● **ABOUT THIS EXERCISE**:
Please copy out all lines of the entries that contain the word "fuzzers".

● **RECORDS**:
PR #119, opened 2024-10-19
test: add fuzzers for Builder.Export + inclusion.SubtreeWidth

odeke-em:
In a continuous bid to battle test and secure the network, this change adds 2 fuzzers for:
* Builder.Export
* inclusion.SubtreeWidth


rootulp:
golangci-lint is failing: https://github.com/celestiaorg/go-square/actions/runs/11416803480/job/31768417818?pr=119#step:5:37

cc: @odeke-em

odeke-em:
@rootulp thanks for the ping but I think that your repo's helpers are giving y'all bad tips and invalid suggestions
```go
  fuzz_test.go:15: File is not `gofumpt`-ed (gofumpt)
33
  	if err := os.MkdirAll(dirPath, 0755); err != nil {
```
is idiomatic code and the preferred way for quick throw away values in Go. I am going to change it but I highly suggest in the future taking a look at the suggestions.

cristaloleg:
> is idiomatic code and the preferred way for quick throw away values in Go. I am going to change it but I highly suggest in the future taking a look at the suggestions.

`gofumpt reports `0755` which should be `0o755`, not the problem you've mentioned.

odeke-em:
For the record, even that suggestion is incorrect per https://go.dev/play/p/CpKnMA6OAKj but let me push up the suggestion still.

odeke-em:
@cristaloleg we have a panic uncovered in 2 minutes of fuzzing per https://github.com/celestiaorg/go-square/issues/120. Kindly please help define what happens so that this change can then be merged. Thank you!

cristaloleg:
Maybe pedantic but definitely error-prone.

rootulp:
@odeke-em do you have a concrete suggestion on what linter settings you would like to be changed for this repo? https://golangci-lint.run/usage/linters/#gofumpt doesn't have a setting to disable just this rule:
 
Screenshot 2024-11-13 at 4 44 21 PM

so we would need to disable gofumpt entirely which doesn't seem desirable.

rootulp:
Closing b/c stale.

PR #317, opened 2026-05-01
hw: Always offload unsupported instructions to CV-X-IF

colluca:
When the CV-X-IF is present, unsupported instructions don't raise illegal instruction, but are offloaded on the CV-X-IF.

Illegal instruction is only raised if no CV-X-IF coprocessor can handle it.


colluca:
Included in https://github.com/pulp-platform/snitch_cluster/pull/318.

PR #324, opened 2026-07-07
sw(deps): include submodule fragments conditionally

fischeti:
Adds a new `sn-sw-submodules` target in the software build flow to update the submodules on demand.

● **WRITTEN RESPONSE**:
test: add fuzzers for Builder.Export + inclusion.SubtreeWidth
In a continuous bid to battle test and secure the network, this change adds 2 fuzzers for:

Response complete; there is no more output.